Both sides of Ruby Ridge clash faulted
By Robert L. Jackson and Ronald J. Ostrow Los Angeles Times
WASHINGTON - Three years later, with the eagle-like vision of hindsight, the violent confrontation at Ruby Ridge, Idaho, looks like nothing so much as a tragedy that need never have happened.
For all the charges and countercharges from both sides, the evidence emerging from three weeks of Senate hearings suggests that Randy Weaver and a small army of federal agents lumbered into deadly conflict more by accident than design.
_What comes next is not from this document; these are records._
PR #388, opened 2026-05-08
fix(mount): auto-wire FormSchema into Context (#236)

### LINKED ISSUE #236: FOLLOW-UP: Auto-wire FormSchema into Context from template statics
## Context

This follow-up task was identified during the review of PR #233.

**PR Title:** feat: progressive complexity model for form handling
**Suggested by:** @claude-bot
**Priority:** High

## Task Description

`ctx.ValidateForm()` checks `c.formSchema`, but nothing in the framework populates it automatically. Users must call `ctx.WithFormSchema(ExtractFormSchema(statics))` manually, but there is no public API path from a handler to the template statics.

As written, `ctx.ValidateForm()` always returns nil for real users — the validation silently does nothing.

**Fix:** Auto-wire the schema in the HTTP/WebSocket dispatch path in `mount.go`, probably alongside the `applyDefaultAction` call. Extract statics from the template's cached tree and call `ExtractFormSchema()` once per template (cache the result).

---

adnaan:
## Summary

- `ctx.ValidateForm()` was silently a no-op for real users — it gated on `c.formSchema`, but nothing in the framework populated that field, and the public API offered no path from a handler to the template statics needed for `ExtractFormSchema`. Most code that called `ValidateForm` got `nil` back regardless of input.
- Cache the `FormSchema` once on `Template` at parse time, derived from `templateStr` with `{{...}}` directives stripped. Dynamic name attributes collapse and are discarded, matching the documented `ExtractFormSchema` limitation. `Clone()` shares the pointer like the other immutable parse-time caches (`cachedParseTemplate`, `cachedBodyContent`).
- Attach the cached schema to `actionCtx` in `mount.go` before action dispatch on the three dispatch paths that carry user form input: WS event loop, HTTP path, and the dispatched-action path. Handlers that call `WithFormSchema` explicitly still win because the chained `With*` returns a fresh context.

## Test plan

- [x] `TestMount_AutoWiresFormSchema_HTTP` posts a malformed form to a controller that calls `ctx.ValidateForm()` without manual `WithFormSchema` setup and asserts both per-field errors round-trip in the response (proves the auto-wire fires on the HTTP path).
- [x] `TestMount_AutoWiresFormSchema_WS` opens a WebSocket, dispatches a `Submit` action with malformed data, and asserts `meta.success=false` plus per-field errors come back over the wire (proves the auto-wire fires on the WS event-loop path — the more common real-world path).
- [x] `TestMount_AutoWiresFormSchema_NoFormFields` confirms `formSchema` stays `nil` for templates without inputs (auto-wire branch is a no-op for non-form templates).
- [x] `TestExtractFormSchemaFromTemplateStr_StripsDirectives` covers the `{{...}}` stripping helper.
- [x] Full suite: `GOWORK=off go test ./... -timeout=300s` — passes.
- [x] Pre-commit hook (`go fmt` + `golangci-lint` + full tests) — passes.

Closes #236

### DIFF
--- a/formvalidation.go
+++ b/formvalidation.go
@@ -33,10 +33,9 @@ type FormSchema struct {
 // inputAttrRegex matches HTML input/textarea/select elements and captures their attributes.
 var inputAttrRegex = regexp.MustCompile(`<(?:input|textarea|select)\b([^>]*)>`)
 
-// Strips Go template actions before HTML attribute extraction.
 var templateDirectiveRegex = regexp.MustCompile(`(?s)\{\{.*?\}\}`)
 
-// Pre-blanks partially-dynamic names like name="user_{{.ID}}" so they don't collapse to misleading literals after the directive strip.
+// name attrs containing any directive are blanked so partial-dynamic forms don't collapse to spurious literal rules.
 var dynamicNameAttrRegex = regexp.MustCompile(`(?s)(\bname\s*=\s*")[^"]*\{\{.*?\}\}[^"]*"`)
 
 func extractFormSchemaFromTemplateStr(templateStr string) *FormSchema {
--- a/formvalidation.go
+++ b/formvalidation.go
@@ -33,30 +33,13 @@ type FormSchema struct {
 // inputAttrRegex matches HTML input/textarea/select elements and captures their attributes.
 var inputAttrRegex = regexp.MustCompile(`<(?:input|textarea|select)\b([^>]*)>`)
 
-// templateDirectiveRegex matches Go template actions like {{...}} so we can strip
-// them from the raw template source before form-attribute extraction. Dynamic
-// attribute values (e.g. name="{{.Field}}") collapse to name="" and are then
-// discarded by ExtractFormSchema, matching the documented limitation that
-// dynamic field names are not auto-detected.
+// Strips Go template actions before HTML attribute extraction.
 var templateDirectiveRegex = regexp.MustCompile(`(?s)\{\{.*?\}\}`)
 
-// dynamicNameAttrRegex matches a name attribute whose double-quoted value
-// contains a {{...}} template directive (fully or partially dynamic). We blank
-// the value before stripping directives so partially-dynamic names like
-// name="user_{{.ID}}" do not collapse to a misleading literal (name="user_")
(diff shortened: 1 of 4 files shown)


adnaan:
Round 4 review explicitly contradicts round 3 on the same line of code, so declining further pushes per CLAUDE.md "AI Code Review Workflow" convergence rule (round 3 said remove, round 4 says add back).

**1. `handleServerActionMessage` formSchema wiring** — declining

- **Round 3 (this PR review)**: > "`handleServerActionMessage` is triggered by PubSub messages from other server instances — it's a programmatic server-to-server call, not a form submission. ... it's semantically wrong and should either be intentional (and documented in the PR) or removed."
- **Round 4 (this PR review)**: > "Functional gap: `handleServerActionMessage` is not wired ... A form-validating action reachable via server-action broadcast would still be a silent no-op."

Both framings are internally valid; round 3's removal rationale stands. Server-to-server `msg.Data` is not HTML form data — wiring `formSchema` would let a handler that misuses `ValidateForm()` from a server-action context silently produce wrong validation results. The hypothetical "form-validating action reached via server-action broadcast" round 4 raises is a real but separable concern; if it surfaces in practice, the right fix is a typed assertion at the boundary (or a separate `ValidateServerActionData`), not retroactively wiring an HTML-form schema into a non-HTML path.

**2. `WithFormSchema` ordering inconsistency in `handleDispatchedAction`** — declining

Bot acknowledges "no ordering dependency." This is a cosmetic nit and CLAUDE.md ("project guidance trumps bot suggestions when they conflict") favors leaving it; reshuffling would itself be churn.

**3. `(?s)\{\{.*?\}\}` regex edge case (e.g. `{{if eq .Status "}}"}}`)** — acknowledged as a documented limitation

Bot itself noted "this can't produce a false `name` match in form attributes." The non-greedy match is correct for the common case; a directive containing literal `}}` in a string argument is exotic and would degrade to a parse error elsewhere in the template pipeline before this regex sees it.

**4. WS test coverage** — already added in commit 04540a2e (`TestMount_AutoWiresFormSchema_WS`); included in this PR.

No further pushes intended. The bot's "two action items before merge" framing in round 4 is contradicted by round 3, so the maintainer's call wins.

Each side was spurred on by internal pressures. Each had created overblown images of the other. And each believed - and still believes - that it was forced by the other into confrontation and the outbursts of gunfire that claimed the lives of a deputy U.S. marshal, a 14-year-old boy and his mother.
For their part, Weaver and his wife had plunged so deeply into the fogs of white separatism, anti-government conspiracy theories and religious militancy that they faced the outside world with violent rhetoric and aggressive, threatening defiance.
Their isolated homestead beside Ruby Ridge in the mountains of northern Idaho bristled with guns. And Randy Weaver, holed up with his family, openly defied a federal court order to appear on weapons charges and issued bellicose warnings against agents trying to arrest him.
At the same time, the actions of federal law enforcement agencies and the court at several stages of the protracted affair were shaped not purely by the actions of the Weavers but by the officials' own internal pressures and attitudes.
The result was distortions and exaggerations in the federal agents' view of the situation they faced, which played a role in tipping the case toward violence.
"It's clear that the people involved had some correct information, some hazy information, some information that was partly true and some that was outright false," Sen. Fred Thompson, R-Tenn., a member of the Senate Judiciary Committee's subcommittee on terrorism that conducted the hearings, told federal officials.
For example, the Treasury Department's Bureau of Alcohol, Tobacco and Firearms once classified Weaver among the nation's "major firearms suppliers" and listed him as having a history of criminal violations, although he had sold an undercover ATF operative two sawed-off shotguns and had no other record of illegal activity.